DESCRIPTION OF THE TASK
Where the line with "PR #150, opened 2021-04-08" appears below, start writing out lines exactly, and finish with the line with "- [x] Plio updation", which is included; write out nothing else.

INPUT FOR THIS TASK
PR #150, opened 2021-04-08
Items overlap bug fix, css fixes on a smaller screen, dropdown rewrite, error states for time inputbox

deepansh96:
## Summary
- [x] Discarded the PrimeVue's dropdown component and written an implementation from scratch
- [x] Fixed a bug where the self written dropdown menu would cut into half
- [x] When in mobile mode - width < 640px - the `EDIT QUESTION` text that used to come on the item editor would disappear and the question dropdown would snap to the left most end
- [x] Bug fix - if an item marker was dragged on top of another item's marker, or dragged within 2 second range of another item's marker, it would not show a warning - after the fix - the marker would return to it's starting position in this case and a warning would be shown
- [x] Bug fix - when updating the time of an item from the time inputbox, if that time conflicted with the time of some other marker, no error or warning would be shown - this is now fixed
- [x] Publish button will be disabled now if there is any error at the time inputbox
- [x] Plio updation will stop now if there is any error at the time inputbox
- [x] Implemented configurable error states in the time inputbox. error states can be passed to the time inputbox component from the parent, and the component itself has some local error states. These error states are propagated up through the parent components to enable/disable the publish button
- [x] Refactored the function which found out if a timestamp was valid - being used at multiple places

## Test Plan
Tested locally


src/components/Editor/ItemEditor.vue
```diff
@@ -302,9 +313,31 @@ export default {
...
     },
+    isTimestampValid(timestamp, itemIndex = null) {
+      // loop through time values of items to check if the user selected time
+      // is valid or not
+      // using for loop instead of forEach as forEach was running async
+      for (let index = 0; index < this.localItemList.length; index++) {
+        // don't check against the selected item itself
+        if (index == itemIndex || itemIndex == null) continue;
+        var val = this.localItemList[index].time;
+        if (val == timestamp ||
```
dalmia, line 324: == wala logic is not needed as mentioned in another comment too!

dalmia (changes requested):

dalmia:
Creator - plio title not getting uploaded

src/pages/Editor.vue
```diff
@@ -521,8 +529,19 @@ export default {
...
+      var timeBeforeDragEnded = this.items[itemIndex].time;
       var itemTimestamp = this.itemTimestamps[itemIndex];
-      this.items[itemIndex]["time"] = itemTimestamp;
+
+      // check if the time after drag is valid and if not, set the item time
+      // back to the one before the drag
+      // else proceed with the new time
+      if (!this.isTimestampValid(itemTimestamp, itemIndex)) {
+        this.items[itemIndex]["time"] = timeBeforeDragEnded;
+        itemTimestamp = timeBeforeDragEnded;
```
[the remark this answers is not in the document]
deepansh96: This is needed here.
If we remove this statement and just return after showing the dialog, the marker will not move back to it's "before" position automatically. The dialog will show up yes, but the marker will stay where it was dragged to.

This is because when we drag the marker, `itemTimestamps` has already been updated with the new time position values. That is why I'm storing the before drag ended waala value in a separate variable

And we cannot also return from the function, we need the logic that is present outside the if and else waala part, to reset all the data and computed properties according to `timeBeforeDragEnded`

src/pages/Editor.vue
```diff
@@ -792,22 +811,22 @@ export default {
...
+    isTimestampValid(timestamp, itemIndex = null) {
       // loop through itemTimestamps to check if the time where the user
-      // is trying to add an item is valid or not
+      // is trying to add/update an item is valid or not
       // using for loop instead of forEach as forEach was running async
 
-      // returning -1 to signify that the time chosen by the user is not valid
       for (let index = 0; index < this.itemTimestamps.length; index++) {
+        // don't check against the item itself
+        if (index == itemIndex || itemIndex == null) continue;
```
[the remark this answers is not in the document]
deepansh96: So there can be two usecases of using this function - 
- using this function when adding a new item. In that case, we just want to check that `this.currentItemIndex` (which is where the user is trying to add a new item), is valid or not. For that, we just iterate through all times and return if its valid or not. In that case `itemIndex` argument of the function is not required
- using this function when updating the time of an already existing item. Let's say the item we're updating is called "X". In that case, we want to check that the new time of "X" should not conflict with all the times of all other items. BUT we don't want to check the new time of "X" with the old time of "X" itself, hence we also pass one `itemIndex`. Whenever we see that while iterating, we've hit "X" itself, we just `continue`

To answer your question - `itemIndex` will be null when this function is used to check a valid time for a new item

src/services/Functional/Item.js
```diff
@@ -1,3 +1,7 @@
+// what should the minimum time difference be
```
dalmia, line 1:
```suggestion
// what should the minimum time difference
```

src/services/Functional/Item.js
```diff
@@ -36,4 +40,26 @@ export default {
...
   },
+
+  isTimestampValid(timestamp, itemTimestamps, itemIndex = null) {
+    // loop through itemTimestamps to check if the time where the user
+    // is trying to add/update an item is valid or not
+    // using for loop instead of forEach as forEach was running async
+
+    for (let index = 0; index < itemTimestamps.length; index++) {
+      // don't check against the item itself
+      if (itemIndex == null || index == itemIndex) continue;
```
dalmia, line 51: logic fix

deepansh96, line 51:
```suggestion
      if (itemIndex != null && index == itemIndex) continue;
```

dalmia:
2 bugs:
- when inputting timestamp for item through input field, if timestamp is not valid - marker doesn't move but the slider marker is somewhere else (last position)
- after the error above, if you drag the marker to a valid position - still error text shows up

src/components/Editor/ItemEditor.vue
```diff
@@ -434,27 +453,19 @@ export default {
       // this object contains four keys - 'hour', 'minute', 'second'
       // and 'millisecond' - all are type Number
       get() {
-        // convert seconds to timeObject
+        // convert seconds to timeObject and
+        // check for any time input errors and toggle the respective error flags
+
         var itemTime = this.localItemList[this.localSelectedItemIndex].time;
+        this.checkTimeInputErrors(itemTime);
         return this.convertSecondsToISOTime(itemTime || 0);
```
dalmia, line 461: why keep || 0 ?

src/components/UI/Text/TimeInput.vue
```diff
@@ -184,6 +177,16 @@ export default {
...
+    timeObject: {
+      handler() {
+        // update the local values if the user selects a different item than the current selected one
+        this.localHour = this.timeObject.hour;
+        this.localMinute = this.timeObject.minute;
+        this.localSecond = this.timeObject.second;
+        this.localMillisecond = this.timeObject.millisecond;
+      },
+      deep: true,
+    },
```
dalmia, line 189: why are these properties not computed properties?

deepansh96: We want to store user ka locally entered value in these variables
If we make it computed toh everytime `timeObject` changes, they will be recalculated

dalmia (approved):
...
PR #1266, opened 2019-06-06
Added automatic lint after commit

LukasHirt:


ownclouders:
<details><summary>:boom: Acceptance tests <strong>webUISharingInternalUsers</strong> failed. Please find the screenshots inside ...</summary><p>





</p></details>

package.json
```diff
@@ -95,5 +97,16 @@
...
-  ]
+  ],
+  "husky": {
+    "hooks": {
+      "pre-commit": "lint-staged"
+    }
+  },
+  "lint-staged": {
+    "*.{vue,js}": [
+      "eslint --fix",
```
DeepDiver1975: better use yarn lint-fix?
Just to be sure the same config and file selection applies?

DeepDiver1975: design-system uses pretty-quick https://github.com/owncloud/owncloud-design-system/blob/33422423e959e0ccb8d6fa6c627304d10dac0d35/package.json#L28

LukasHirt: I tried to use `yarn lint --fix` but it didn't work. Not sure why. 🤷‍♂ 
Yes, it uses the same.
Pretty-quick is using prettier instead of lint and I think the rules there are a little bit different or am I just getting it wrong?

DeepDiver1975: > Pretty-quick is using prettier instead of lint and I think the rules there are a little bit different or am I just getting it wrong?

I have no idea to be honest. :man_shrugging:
--
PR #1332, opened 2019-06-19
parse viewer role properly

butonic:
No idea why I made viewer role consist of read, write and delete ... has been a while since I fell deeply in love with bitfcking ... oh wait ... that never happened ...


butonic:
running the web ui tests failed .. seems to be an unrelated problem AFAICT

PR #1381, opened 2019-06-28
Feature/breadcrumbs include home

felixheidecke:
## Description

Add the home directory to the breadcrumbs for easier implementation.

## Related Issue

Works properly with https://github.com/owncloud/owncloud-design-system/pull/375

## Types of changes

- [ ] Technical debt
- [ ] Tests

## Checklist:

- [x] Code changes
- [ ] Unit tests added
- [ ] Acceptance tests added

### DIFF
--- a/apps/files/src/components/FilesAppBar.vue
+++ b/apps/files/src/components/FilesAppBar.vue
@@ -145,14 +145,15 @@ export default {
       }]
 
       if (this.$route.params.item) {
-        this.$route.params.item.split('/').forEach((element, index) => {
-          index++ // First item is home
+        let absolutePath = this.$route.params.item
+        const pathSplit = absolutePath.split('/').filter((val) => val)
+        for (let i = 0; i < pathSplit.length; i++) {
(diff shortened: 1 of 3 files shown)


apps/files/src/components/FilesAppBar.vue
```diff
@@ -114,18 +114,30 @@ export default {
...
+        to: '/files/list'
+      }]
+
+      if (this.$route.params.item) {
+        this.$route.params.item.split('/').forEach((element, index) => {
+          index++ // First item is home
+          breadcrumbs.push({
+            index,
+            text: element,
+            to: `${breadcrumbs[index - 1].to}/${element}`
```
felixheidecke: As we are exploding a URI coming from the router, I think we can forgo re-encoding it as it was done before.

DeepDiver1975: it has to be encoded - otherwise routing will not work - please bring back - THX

YOUR RESPONSE
PR #150, opened 2021-04-08
Items overlap bug fix, css fixes on a smaller screen, dropdown rewrite, error states for time inputbox

deepansh96:
## Summary
- [x] Discarded the PrimeVue's dropdown component and written an implementation from scratch
- [x] Fixed a bug where the self written dropdown menu would cut into half
- [x] When in mobile mode - width < 640px - the `EDIT QUESTION` text that used to come on the item editor would disappear and the question dropdown would snap to the left most end
- [x] Bug fix - if an item marker was dragged on top of another item's marker, or dragged within 2 second range of another item's marker, it would not show a warning - after the fix - the marker would return to it's starting position in this case and a warning would be shown
- [x] Bug fix - when updating the time of an item from the time inputbox, if that time conflicted with the time of some other marker, no error or warning would be shown - this is now fixed
- [x] Publish button will be disabled now if there is any error at the time inputbox
- [x] Plio updation will stop now if there is any error at the time inputbox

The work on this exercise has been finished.